Por Juliano Parreira*
“Sabe o que é o melhor do cinema? É que no cinema tu pode fazer o que tu quer”. É assim que Cláudio Assis encara “O Baixio das Bestas”, seu segundo longa-metragem datado de 2006 e que aparentemente não agrada ao estômago de muitos.
O filme se passa na Zona da Mata nordestina, mais precisamente em Pernambuco. Auxiliadora é filha/neta de Heitor, um velho conservador que ganha a vida mostrando o corpo da menina aos caminhoneiros e desocupados que freqüentam um posto de beira de rodovia. Cícero é um desses espectadores. Rapaz de classe média alta que estuda em Recife e passa os finais de semana na casa da mãe, aproveitando para encontrar os amigos em um antigo cinema abandonado do povoado. É no meio desse conflito humano, de humilhação e escárnio descarados que o enredo se desenvolve e nos joga na cara toda a situação de subdesenvolvimento econômico e cultural do país.
O preconceito, o machismo, a humilhação, a hipocrisia. Resquícios de uma sociedade arcaica e miserável. Cícero, Everaldo e seus amigos têm como diversão o sexo, a violência com as mulheres e a preponderância de uma classe dominante. Nesse mesmo enredo encontramos Heitor, velho que abusa sexualmente da neta e exige que esta mantenha uma vida normal – absurdos tão normais que fazem das leis e justiça meros coadjuvantes. Sociedade patriarcal. Latifúndios. Típico coronelismo do início do século passado e resistente até hoje de forma maquiada.

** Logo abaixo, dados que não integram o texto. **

PR #674, opened 2018-08-15
**Fix:** Clipped tooltip

peterszerzo:
## Summary

Attempting to fix the left-positioned copy-to-clipboard tooltip that is currently clipped by the sidenav. As a last resort, we can bottom-position like in the image below, but we should investigate a proper solutions first.

screen shot 2018-08-15 at 11 24 43 am

Things I'm trying:
* higher z-index hierarchies for `Main` than for `Side` in `Layout.tsx`.
* a number of components (`Main` in `Layout.tsx`, `ViewContainer` in `Page.tsx` have `overflow: hidden` to prevent double scrollbars, which unfortunately also clips sticking out horizontally. Changing those to `overflow-y: hidden; overflow-x: auto;` should help.

Some reading: https://developer.mozilla.org/en-US/docs/Web/CSS/CSS_Positioning/Understanding_z_index/The_stacking_context.

## To be tested

Me
- [ ] copy to clipboard note isn't clipped by sidenav

Tester 1

- [ ] copy to clipboard note isn't clipped by sidenav

Tester 2

- [ ] copy to clipboard note isn't clipped by sidenav

### DIFF
--- a/src/Input/Input.tsx
+++ b/src/Input/Input.tsx
@@ -151,7 +151,7 @@ class Input extends React.Component<InputProps, State> {
     return this.props.copy ? (
       <CopyToClipboard text={this.props.value || ""} onCopy={this.showTooltip}>
         <InputButton>
-          {this.state.showTooltip && <Tooltip left>Copied!</Tooltip>}
+          {this.state.showTooltip && <Tooltip bottom>Copied to clipboard</Tooltip>}
           <Icon name="Copy" size={16} />
         </InputButton>
       </CopyToClipboard>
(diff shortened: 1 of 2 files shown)


peterszerzo:
[Clipped tooltip between page content and sidenav](https://trello.com/c/Uo3tIFnX/374-clipped-tooltip-between-page-content-and-sidenav)

TejasQ:
I did some digging and found:

- `Layout` has `overflow: hidden`
  - `Page` has `overflow: hidden`
    - `PageContent` has `overflow: auto`

Each of these components and their styles clip the tooltip. When the overflow rules are relaxed, the tooltip is free.

TejasQ:
Closed because it's been inactive over a month. We'll come back to it if/when we work on it again.

peterszerzo:
Sorry I missed the question - yes, fixing this probably requires a fair bit of engineering, or cleanest of all, portals. Let's get back to this later.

A cana-de-açúcar tem lugar de destaque no filme. Presente na alimentação do povo ela aparece inúmeras vezes em cena, hora como objeto, hora como personagem. O corte, a colheita, o transporte e a queimada; o transporte e as condições subumanas dos trabalhadores. O desespero de um povo esquecido, que sem terra para plantar se vê obrigado a trabalhar nas propriedades particulares dos grandes “senhores”.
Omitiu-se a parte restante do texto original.